The security doors clicked open, and Janey found herself standing in front of the kind of black, wrought iron, vintage cage lift that she’d only seen in movies starring Audrey Hepburn.

She pressed the button for the second floor. The villa had three floors with several apartments on each one. As the lift ascended, Janey glimpsed the first landing through the bars of the lift. It was decorated in subtle shades of cream, muted green and gold, with tasteful urns, paintings and antiques placed about the communal hallway.

As the lift doors opened onto the second floor, Janey found herself face to face with a girl about her age, who did a visible double take before her face resumed a pleasant half smile.

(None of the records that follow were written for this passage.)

PR #4448, opened 2025-02-06
PP-12427 switching credential logic

nlsteers:
### WHAT

- new 'enum' of credential states
- new connector stripe account setup strategy middleware
- remove call to connector from account strategy middleware for stripe account setup
- add stripe account strategy middleware to stripe details router
- stop mutating the gateway account model with stripe account setup progress
  - move stripe account setup progress to a specific key on the request
- update gateway account model with class method for identifying a switching credential

### DIFF
--- a/src/models/GatewayAccount.class.js
+++ b/src/models/GatewayAccount.class.js
@@ -1,17 +1,20 @@
-const { GatewayAccountCredential, CREDENTIAL_STATE } = require('@models/gateway-account-credential/GatewayAccountCredential.class')
+const { GatewayAccountCredential } = require('@models/gateway-account-credential/GatewayAccountCredential.class')
+const CREDENTIAL_STATE = require('@models/credential-state')
 const Worldpay3dsFlexCredential = require('@models/gateway-account-credential/Worldpay3dsFlexCredential.class')
+const { InvalidConfigurationError } = require('@root/errors')
+const pendingCredentialStates = [CREDENTIAL_STATE.CREATED, CREDENTIAL_STATE.ENTERED, CREDENTIAL_STATE.VERIFIED]
 
 /**
  * @class GatewayAccount
  * @property {string} name - The name of the gateway account
  * @property {string} id - The id of the gateway account
  * @property {string} type - The type of the gateway account (e.g. test/live)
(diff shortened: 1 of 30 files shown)


src/models/GatewayAccount.class.js
```diff
@@ -1,17 +1,20 @@
-const { GatewayAccountCredential, CREDENTIAL_STATE } = require('@models/gateway-account-credential/GatewayAccountCredential.class')
+const { GatewayAccountCredential } = require('@models/gateway-account-credential/GatewayAccountCredential.class')
+const CREDENTIAL_STATE = require('@models/credential-state')
 const Worldpay3dsFlexCredential = require('@models/gateway-account-credential/Worldpay3dsFlexCredential.class')
+const { InvalidConfigurationError } = require('@root/errors')
+const pendingCredentialStates = [CREDENTIAL_STATE.CREATED, CREDENTIAL_STATE.ENTERED, CREDENTIAL_STATE.VERIFIED]
```
DomBelcher, line 5: Would these be better exported by `@models/credential-state`? or are they only ever going to be used here?

src/utils/simplified-account/settings/stripe-details/tasks.test.js
```diff
@@ -74,41 +68,32 @@ describe('friendlyStripeTasks', () => {
...
     expect(result[1].status).to.equal(NOT_STARTED) // eslint-disable-line
     expect(result[2].status).to.equal(CANNOT_START)
   })
 
   it('should handle empty progress object', () => {
-    const accountWithEmptyProgress = {
-      ...account,
-      connectorGatewayAccountStripeProgress: {}
-    }
+    const accountWithEmptyProgress = {}
```
DomBelcher, line 94: I guess this is really just `emptyProgress` since the account is no longer part of it. Same for the other `accountWith...` ones

src/models/GatewayAccount.class.js
nlsteers: given this is just a subset of the constant I didn't think it was necessary to export it specifically

DomBelcher: sure, can always be moved if it ends up being needed somewhere else as well

DomBelcher (approved):
LGTM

The girl possessed the kind of dark Italian beauty that turns heads. She had long waving black hair, tanned skin, liquid brown eyes and carmine lips. She was also effortlessly glamorous in a floaty baby-doll tunic, skinny jeans and a pair of camel wedge sandals with impossibly high heels.

Janey was so tired that it took her a long moment to register that the girl was
not
Celia Albright. ‘I’m sorry, you are . . . ?’ She hesitated.

‘I could ask you the same question!’ the girl replied, smiling. ‘But I wouldn’t have to.’ She gestured for Janey to follow her through the ornate doorway of 2C. ‘I’ve been expecting you for
hours
, darling. You’re lucky to even make it inside, because I was about to give up and head out for lunch with my friends and
you’ve
got no key. I was afraid it was going to be ships passing in the night.’

She gave a little laugh, breezing ahead of Janey without bothering to introduce herself or to give a tour of the glorious, high-ceilinged apartment they were walking through, as though Janey had seen it all before. Janey had to remind herself to close her mouth.
This was home for the next two weeks?

‘This is your room,’ the girl indicated. ‘Bathroom’s over there.’

She sailed out again and left Janey to look around the bedroom, which contained a beautiful antique bed piled high with pillows and ivory linen, a lovely old bedside table with a pile of classic Australian novels on it, and a battered leather armchair. The room was probably one of the apartment’s smaller ones, with a view over a busy street corner into several other graceful old apartment buildings, rather than the internal courtyard garden in which fountains played. But Janey loved every bit of it.

While she was unpacking her clothes into the built-in wardrobe with sliding mirrored doors that took up one whole wall, she heard the buzzer sound several times, followed by different voices breaking into Italian.

Heading out to the bathroom to put down her toiletry bag, Janey was waylaid by the girl and four of her friends, two other girls and two boys.

‘This is her,’ the girl smiled. Pointing a finger at each of the teenagers, she said for Janey’s benefit, ‘Paolo, Brandon, Minka and Luz.’ Janey nodded as she found herself at the receiving end of several interested stares.